For making open-source data infrastructure easier to set up and manage for your AI project, Qubinets is a good choice. It streamlines data pipeline creation and operation with managed open-source tools, a schema connector repository and customizable cloud environments. The service supports a broad range of technologies and can run on multiple cloud computing foundations with a drag-and-drop user interface. And it has flexible pricing options, including a free tier, so it's good for teams with complex data projects.
Another option is Airbyte, an open-source data integration service that can move data from more than 300 sources to many destinations. It has features like a Connector Builder for custom connectors and Automated Schema Evolution for change data capture. It can be deployed in cloud-hosted and self-managed configurations, and it's got an easy-to-use interface. That makes it a good choice for small-scale and large-scale data integration projects.

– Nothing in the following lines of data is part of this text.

PR #542, opened 2024-10-25
chore: Replace Quantum w/ Oban for cron job.

cmaddox5:
After a conversation with Ian around Screenplay uptime, he recommended bumping up our minimum number of instances to 2, confirming what we originally thought we needed to do. To prepare for this, I glanced over the code to find anything that could be impacted by this change. The only thing I found was the `TakeoverToolTestingJob`. 

This job does not need to run more than once and might actually cause issues if it does. To resolve this, I'm proposing we replace Quantum with Oban for processing this job. This will allow us to keep the original scheduling of the job while ensuring it only runs a single time regardless of the number of instances.


config/runtime.exs
```diff
@@ -60,11 +60,14 @@ if sentry_dsn not in [nil, ""] do
...
-    do: [{"0 7 * * *", {Screenplay.Jobs.TakeoverToolTestingJob, :run, []}}],
-    else: []
-
-config :screenplay, Screenplay.Scheduler, jobs: scheduler_jobs
+if env == "prod" do
+  config :screenplay, Oban,
+    plugins: [
+      {Oban.Plugins.Cron,
+       crontab: [
+         {"* * * * *", Screenplay.Jobs.TakeoverToolTestingJob}
```
digitalcora, line 68: I'm sure we could stand to run this more frequently, but running it every minute of every hour of every day seems excessive. Why the schedule change?

config/runtime.exs
```diff
@@ -60,11 +60,14 @@ if sentry_dsn not in [nil, ""] do
...
 
-scheduler_jobs =
-  if env == "prod",
-    do: [{"0 7 * * *", {Screenplay.Jobs.TakeoverToolTestingJob, :run, []}}],
-    else: []
-
-config :screenplay, Screenplay.Scheduler, jobs: scheduler_jobs
+if env == "prod" do
+  config :screenplay, Oban,
+    plugins: [
```
digitalcora, line 65: We should probably also use `Pruner`. Per [the docs](https://hexdocs.pm/oban/Oban.Plugins.Pruner.html):

> Pruning is critical for maintaining table size and continued responsive job processing. It is recommended for all production applications.

It also seems like we'd want the default behaviors of `Lifeline` and `Reindexer`.

config/runtime.exs
cmaddox5: Very much unintentional. Set it to that for the sake of testing and forgot to revert. Thank you.

config/runtime.exs
cmaddox5: Ahh, missed those in the docs. Thanks.

digitalcora (approved):
I see this hasn't yet been tested on dev-green, so let's do that first. Otherwise looks good!

cmaddox5:
> I see this hasn't yet been tested on dev-green, so let's do that first. Otherwise looks good!

Because this job is only set up to run in prod, do you think it's enough to see dev-green work as usual or would a small sample job that always runs give more confidence?

digitalcora:
Let's temporarily modify the code so it also runs the real test in dev-green? Maybe at a different time.

cmaddox5:
The infra is not quite set up to allow a successful connection. I can spin up a super quick task that just logs something unique and look for it in Splunk.

cmaddox5:
Will let it run for a bit but seems to be working great. Splunk query: `index="screenplay-dev-green-application" "oban test"`.

PR #544, opened 2024-10-29
chore: remove support for v1 screen types

digitalcora:
We no longer have any "v1" screens configured. Since mbta/screens-config-lib#40 the config structs/types are removed entirely, so there should be no references remaining in this change.


cmaddox5 (approved):
Love it.

PR #550, opened 2024-11-01
validate PA message interval field

panentheos:
**Asana task**: [bug: PA messages accept negative interval](https://app.asana.com/0/1185117109217413/1208634633982716/f)

This fixes an issue where PA messages would allow setting a negative interval. Enforces validation on the front and back end. Also validates the `priority` field for completeness.


digitalcora (approved):
1️⃣➕

PR #551, opened 2024-11-01
fix current PA message filter

panentheos:
**Asana task**: [bug: Can't see PA messages that don't play on the current day](https://app.asana.com/0/1185117109217422/1208664128012797/f)

This fixes an issue where the `current` filter wouldn't show messages that don't play on the current day. Moves the day condition to the `active` filter so it continues to apply there.


digitalcora (approved):
📅 ✅

PR #673, opened 2019-12-19
Make LengthPrefixedMessageWriter internal

glbrntt:
See #657

### DIFF
--- a/Sources/GRPC/LengthPrefixedMessageWriter.swift
+++ b/Sources/GRPC/LengthPrefixedMessageWriter.swift
@@ -16,12 +16,12 @@
 import Foundation
 import NIO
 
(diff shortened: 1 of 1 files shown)


Sources/GRPC/LengthPrefixedMessageWriter.swift
```diff
@@ -16,12 +16,12 @@
 import Foundation
 import NIO
 
-public struct LengthPrefixedMessageWriter {
-  public static let metadataLength = 5
+internal struct LengthPrefixedMessageWriter {
+  internal static let metadataLength = 5
```
MrMage: nit: drop the `internal` qualifiers?

Issue #621, opened 2019-11-06
[nio] at least under TSan, flaky test GRPCTests.FunctionalTestsAnonymousClientNIOTS testBidirectionalStreamingLotsOfMessagesBatched


weissi:
### New Issue Checklist

- [x] Updated grpc-swift to the latest version
- [x] I read the [Contribution Guidelines](https://github.com/grpc/grpc-swift/blob/master/CONTRIBUTING.md)
- [x] I searched for [existing GitHub issues](https://github.com/grpc/grpc-swift/issues)(especially, there are many [resolved issues related to SSL](https://github.com/grpc/grpc-swift/issues?utf8=%E2%9C%93&q=is%3Aissue+is%3Aclosed+ssl))

### Issue Description

```
$ swift test --sanitize=thread --disable-index-store
[...]
Test Case '-[GRPCTests.FunctionalTestsAnonymousClientNIOTS testBidirectionalStreamingLotsOfMessagesBatched]' started.
/private/tmp/.nio-release-tools_N0Glvg/grpc-swift/Tests/GRPCTests/FunctionalTests.swift:189: error: -[GRPCTests.FunctionalTestsAnonymousClientNIOTS testBidirectionalStreamingLotsOfMessagesBatched] : Asynchronous wait failed: Exceeded timeout of 15 seconds, with unfulfilled expectations: "Expecting 5000 response(s)", "Expecting status received".
/private/tmp/.nio-release-tools_N0Glvg/grpc-swift/Tests/GRPCTests/FunctionalTests.swift:202: error: -[GRPCTests.FunctionalTestsAnonymousClientNIOTS testBidirectionalStreamingLotsOfMessagesBatched] : XCTAssertEqual failed: ("ok") is not equal to ("unavailable")
Test Case '-[GRPCTests.FunctionalTestsAnonymousClientNIOTS testBidirectionalStreamingLotsOfMessagesBatched]' failed (15.596 seconds).
```

the OS was macOS Catalina

- NIO: fbe0c8a6b8a968e449f1d4facd825e4069120efb
- grpc swift: 2cd9ea7008312db794cb62d805f5ace043496ead

glbrntt:
It _looks_ like this is just timing out. Maybe we finally need to do #437 @MrMage / or increase the timeouts?

MrMage:
I agree that we should probably have an option to exclude time sensitive tests; do you have a suggestion on how to best implement that?

glbrntt:
[...]

Issue #437, opened 2019-04-17
some tests are timing sensitive and they usually fail for me in docker


weissi:
some tests are timing sensitive and they usually fail for me in docker. Likely, there's not much that we can do except for offering a way to disable them. I'd suggest an env var

    ENABLE_TIMING_TESTS=false

that would disable them. Attached the failure trace. Head is

```
$ head /tmp/test-unary-lots.txt
Test Case 'NIOFunctionalTestsAnonymousClient.testUnaryLotsOfRequests' started at 2019-04-17 11:04:39.318



1000 requests sent so far, elapsed time: 17.819645
total time to send 2000 requests: 62.545991
/Users/johannes/.Trash/.nio-release-tools_WPakBo/grpc-swift/Tests/SwiftGRPCNIOTests/NIOFunctionalTests.swift:97: error: NIOFunctionalTestsAnonymousClient.testUnaryLotsOfRequests : failed - Expecteded 'SwiftGRPCNIOTests.Echo_EchoResponse:
text: "Swift echo get: foo 400"
' but received error: GRPCStatus(code: SwiftGRPCNIO.StatusCode.deadlineExceeded, message: Optional("call exceeded timeout of 1 M"), trailingMetadata: [])
/Users/johannes/.Trash/.nio-release-tools_WPakBo/grpc-swift/Tests/SwiftGRPCNIOTests/NIOFunctionalTests.swift:98: error: NIOFunctionalTestsAnonymousClient.testUnaryLotsOfRequests : XCTAssertEqual failed: ("ok") is not equal to ("deadlineExceeded") - 
```

[test-unary-lots.txt](https://github.com/grpc/grpc-swift/files/3089297/test-unary-lots.txt)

Also worth a look is Aiven, a cloud-agnostic service that manages cloud data infrastructure. It runs open-source software like Apache Kafka and PostgreSQL on a variety of cloud computing foundations, including AWS, Google and Azure. Aiven's service is designed to let customers quickly deploy data infrastructure, see exactly how much it costs and benefit from security and compliance features. That makes it a good choice for companies large and small.
Last is dstack, an open-source engine that automates the provisioning of infrastructure for AI model development and deployment. It can run on multiple cloud computing providers and on-premises servers, making it easier to set up and manage AI workloads. With multiple deployment options and a large community of users, dstack is designed to let you focus on data and research while cutting costs.